Top of RECORDED DATA

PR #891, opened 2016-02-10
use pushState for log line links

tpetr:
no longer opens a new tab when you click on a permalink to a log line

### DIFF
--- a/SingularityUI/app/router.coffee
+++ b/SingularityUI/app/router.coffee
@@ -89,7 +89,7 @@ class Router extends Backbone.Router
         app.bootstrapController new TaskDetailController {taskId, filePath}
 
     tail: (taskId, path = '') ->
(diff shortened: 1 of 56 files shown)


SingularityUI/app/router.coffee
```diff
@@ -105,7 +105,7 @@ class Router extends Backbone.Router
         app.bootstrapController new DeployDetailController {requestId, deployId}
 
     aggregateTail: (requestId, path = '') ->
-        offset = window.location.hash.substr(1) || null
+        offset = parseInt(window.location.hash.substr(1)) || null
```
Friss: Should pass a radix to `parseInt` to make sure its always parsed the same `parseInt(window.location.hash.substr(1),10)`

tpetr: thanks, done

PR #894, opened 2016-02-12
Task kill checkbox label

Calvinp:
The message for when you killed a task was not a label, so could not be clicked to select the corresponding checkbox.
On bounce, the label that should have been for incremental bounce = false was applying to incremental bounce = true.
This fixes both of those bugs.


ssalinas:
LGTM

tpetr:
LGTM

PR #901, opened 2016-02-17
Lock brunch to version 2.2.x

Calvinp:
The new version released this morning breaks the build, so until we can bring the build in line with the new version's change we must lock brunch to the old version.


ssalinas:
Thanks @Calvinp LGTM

Bottom of RECORDED DATA

**PROBLEM DESCRIPTION**:
Copy out every line from the material above where the string "offset" turns up.

**RESPONSE**:
-        offset = window.location.hash.substr(1) || null
+        offset = parseInt(window.location.hash.substr(1)) || null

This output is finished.